GIVEN DATA Start Marker

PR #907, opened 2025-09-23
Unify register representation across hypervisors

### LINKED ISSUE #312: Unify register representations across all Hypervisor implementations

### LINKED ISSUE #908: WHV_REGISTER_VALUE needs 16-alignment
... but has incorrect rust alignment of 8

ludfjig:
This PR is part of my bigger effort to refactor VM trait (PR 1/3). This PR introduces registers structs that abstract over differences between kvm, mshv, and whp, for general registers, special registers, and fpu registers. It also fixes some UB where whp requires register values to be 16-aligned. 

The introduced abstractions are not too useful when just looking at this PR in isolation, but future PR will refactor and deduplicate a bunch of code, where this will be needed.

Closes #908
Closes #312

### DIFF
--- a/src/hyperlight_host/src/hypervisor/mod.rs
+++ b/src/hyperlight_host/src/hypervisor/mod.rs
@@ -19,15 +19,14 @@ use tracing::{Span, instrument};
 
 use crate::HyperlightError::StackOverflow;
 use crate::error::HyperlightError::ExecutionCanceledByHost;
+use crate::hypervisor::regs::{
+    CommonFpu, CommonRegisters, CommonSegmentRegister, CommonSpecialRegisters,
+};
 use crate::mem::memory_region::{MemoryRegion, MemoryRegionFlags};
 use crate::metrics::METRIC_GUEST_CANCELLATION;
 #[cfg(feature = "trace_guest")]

GIVEN DATA End Marker

### [WHAT TO WORK ON]
What lines in the listing above contain the word "refactor"? Show each one.

### [EXERCISE OUTPUT]
This PR is part of my bigger effort to refactor VM trait (PR 1/3). This PR introduces registers structs that abstract over differences between kvm, mshv, and whp, for general registers, special registers, and fpu registers. It also fixes some UB where whp requires register values to be 16-aligned. 
The introduced abstractions are not too useful when just looking at this PR in isolation, but future PR will refactor and deduplicate a bunch of code, where this will be needed.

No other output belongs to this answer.